Where Is the Roommate Capital of the United States? - ryan_j_naughton
http://priceonomics.com/where-is-the-roommate-capital-of-the-united-states/
======
dalke
> The living situations of the characters on “Big Bang Theory” and “Friends”
> would have seemed peculiar to mid-20th century audiences.

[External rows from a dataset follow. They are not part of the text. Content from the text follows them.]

PR #399, opened 2016-06-02
Fix commit 2590376dc (restoring ARM_HOST)

gc00:
In commit 2590376dc (Sep. 16, 2015), I accidentally removed ARM (32-bit) support while trying to add AARCH64 support.  I've tested this restoration on a BeagleBoard (ARM Cortex A8), and it seems to be working there.

The only real change is in configure.ac.  You can see what I did by looking at my buggy commit:
`git diff 2590376dc^ 2590376dc -- configure.ac`
and comparing that old commit with the diff for configure.ac in this commit request.

I'm hoping for a fast review.  :-)  This should go into all of 3.0, 2.5, and 2.4.5.

### DIFF
--- a/configure
+++ b/configure
@@ -664,6 +664,9 @@ HAS_CMA
 AARCH64_HOST
 AARCH64_HOST_FALSE
 AARCH64_HOST_TRUE
+ARM_HOST
+ARM_HOST_FALSE
+ARM_HOST_TRUE
 HAS_READLINE
 M32
 CONFIG_M32_FALSE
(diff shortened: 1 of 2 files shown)


rohgarg:
@gc00: Should we have similar changes in Makefile.am?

Three's Company (1977-1984) centered around three non-related, non-college
students in the same household. The two female characters shared the same
room.

The Odd Couple (1970–1975) had two non-related men in the same apartment. It
was based on the 1965 play.

I don't know shows of the 1950s to know if any of them had roommates, vs. a
generation later.

> Fifty years ago a person would typically go straight from living with his or
> her family to living with a spouse

My knowledge of mid-20th century series isn't that good, but I think this
reflects a different cultural shift. That is, boarding houses used to be a
common thing, not roommates. See
[https://books.google.com/ngrams/graph?content=roommate%2Cboa...](https://books.google.com/ngrams/graph?content=roommate%2Cboarding+house&year_start=1800&year_end=2000&corpus=15&smoothing=3&share=&direct_url=t1%3B%2Croommate%3B%2Cc0%3B.t1%3B%2Cboarding%20house%3B%2Cc0)
for an ngram comparison.

Sherlock Holmes and Watson shared an apartment. ("In 1881, Watson is
introduced by his friend Stamford to Sherlock Holmes, who is looking for
someone to share rent at a flat in 221B Baker Street. Concluding that they are
compatible, they subsequently move into the flat." \-
[https://en.wikipedia.org/wiki/Dr._Watson](https://en.wikipedia.org/wiki/Dr._Watson)
)

The lead characters of Amos 'n' Andy, "which was popular from the 1920s
through the 1950s", "lived in a State Street rooming house" in Chicago when it
started -
[https://en.wikipedia.org/wiki/Amos_'n'_Andy](https://en.wikipedia.org/wiki/Amos_'n'_Andy)
.

My suspicion is that "roommate" would have been a peculiar term but the
underlying social reason would be well understood. Perhaps like how "condo"
would have been a peculiar term to our 1950s viewer, where there is little
social difference between condo and apartment living even though there is an
important legal difference.

I suspect it's the 1950s which is the odd decade, with its new zoning laws
restricting boarding houses, combined with the post-war economic boom. A 1930s
viewer - or I should say "listener" \- may find it less peculiar.